Twenty-FiveMature

“State your name.”

“J.”

“J-A-Y?”

“No, just J.”

Officer Cruz gives me an ‘I’m in no mood for this shit’ look but says nothing. This is not off to a good start and I expect it’s about to get worse.

“Last name?”

“I don’t know.”

He stares at his computer screen for a good minute without so much as blinking. I try to get Officer Strickland’s attention but that’s pretty hard to accomplish when you’re under the impression you’re one wrong breath away from being shot.

“You don’t know your last name?” I can almost hear his teeth grinding and his pulse is visible in the vein protruding from his right temple. It’s kind of like a cartoon character… except nobody is laughing.

“I was six years old when my father died,” I tell him slowly – but not too slowly; I don’t want him to think I’m patronizing him. “If he ever told me I’ve long since forgotten and I’ve never even seen a birth certificate… not mine, not nobody’s.”

Officer Cruz mulls that over and decides to let it go; either he doesn’t care enough to dig deeper or he knows he has no way to figure out if I’m lying or not. I’m just glad he does.

Before our fun little chat can continue we’re interrupted by the jarring ring of his desk phone. Cruz rips the wireless from its brown dock and just listens, no greeting required for this call. He hangs up with an electronic beep and glares at me briefly before standing up.

“Don’t move,” he tells me. “I’ll be right back. If I find a paperclip out of place when I get back you’re spending the night with your buddies in the drunk tank.”

He storms back the way we came and I let him go without a reply, back to playing the good, humble little bum. Any citizen of the street worth his cardboard knows the rules: keep your head down, never speak out of turn, never get angry, and you might just stay out of trouble.

Alone for the first time since I got here, I can finally take in my surroundings without the threat of violence or jail time. The voices are constant, both quiet and loud; a symphony of keyboards; the floor tiles have been scrubbed so clean they reflect the harsh overhead lights back up at me; it reeks of really cheap, really bad –

“Coffee?”

“Yeah, I mean no, no thank you,” I tell the coffee-pot-bearing Officer Strickland. “A glass of water would be great though.”

“Sure thing,” she says and then, with a conspiratorial wink, “Officer Cruz gone to get the welcome wagon?”

“He didn’t say but that must be where he’s run off to,” I tell her with a quick smile. “I don’t suppose you could take my statement in his place?”

“He’d be none too happy about that,” she says with a quiet laugh. “I don’t need that headache today, thank you very much.”

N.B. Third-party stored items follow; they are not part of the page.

PR #371, opened 2020-09-21
160 feat pull new replies

### LINKED ISSUE #160: Push Notification for Incoming Answers
```
As an editor
I would like to receive push notifications on new responses. (A refresh hint is missing!)
So that I don't need to refresh the page to see new responses.
```

mattwr18:
close #160

### DIFF
--- a/app/views/requests/show.html.erb
+++ b/app/views/requests/show.html.erb
@@ -1,3 +1,7 @@
+<% content_for :notifications do %>
+  <%= c 'request_notification', request: @request %>
+<% end %>
+
 <%= c 'box', styles: [:large, :gray] do %>
   <%= c 'wrapper' do %>
     <%= c 'stack', space: :small do %>
--- a/app/components/button/button.css
+++ b/app/components/button/button.css
@@ -60,3 +60,7 @@
 .Button--positive {
   --button-color: var(--color-green);
 }
+
+.Button--underline {
+  text-decoration: underline;
+}
--- a/app/components/nav_bar/nav_bar.css
+++ b/app/components/nav_bar/nav_bar.css
@@ -1,8 +1,4 @@
 .NavBar {
-  position: sticky;
-  top: 0;
-  z-index: 99;
-
   display: flex;
   align-items: center;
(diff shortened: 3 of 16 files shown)


smalbroc:
@mattwr18 Could I get a screenshot showcasing the behavior?

app/views/requests/show.html.erb
```diff
@@ -1,3 +1,7 @@
+<% content_for :notifications do %>
+  <%= c 'request_notification', request: @request %>
+<% end %>
+
```
smalbroc, line 4: @mattwr18 what about the request overview page? The notifications are not shown there.

smalbroc: speaking of the request overview page, @mattwr18 : What about notifications at the chat page? `user_request GET    /users/:user_id/requests/:id(.:format)`
Screenshot - 2020-09-23T112759 687

smalbroc (changes requested):

app/views/requests/show.html.erb
mattwr18: > @mattwr18 what about the request overview page? The notifications are not shown there.

We talked about this, and agree that it would be cool to have, but we see that as another feature that would take more thought and time to develop. At the moment, we just have a link on the request show page that let's the editor know that there is a new message(reply) to the request and the link refreshes the page. If the user is on the index page, what should the link do? If we are polling for messages from all requests, we would need to render more info about the messages and to which request they belong. There are other cases to consider, we will create a ticket to revisit this later.

mattwr18: > speaking of the request overview page, @mattwr18 : What about notifications at the chat page? `user_request GET /users/:user_id/requests/:id(.:format)`
> 

Good that you brought this up. At the moment, we are considering how helpful this page is in the first place since it sends the editor away from the request show page simply to be able to send a reply to the community member, but we could easily render an input field a the bottom of the chat conversation between an editor and that community member on the request show page itself. This would probably be better UX since we don't need to switch pages.

smalbroc (approved):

“That’s funny – I was getting the distinct impression that he would like nothing better than me being taken off his hands.”

“Officer Cruz can surprise you sometimes; now hush up honey,” she says with a previously unheard hint of the South, “here he comes.”

She fills his coffee mug to the brim before returning to her desk, my water seemingly forgotten. Cruz sits down with a creak of leather and a resigned sigh. He inspects his desk closely, his dark eyes examining every inch before they turn back to his monitor without comment.

A mighty crack of his knuckles and then: “All right, Johnny Boy – start at the beginning and don’t leave anything out, not even the smallest detail.”

So I begin with the meeting with Tommy in his alley and tell him everything I can, and almost everything I should. Because every good bum knows that telling the cops everything is never a good idea.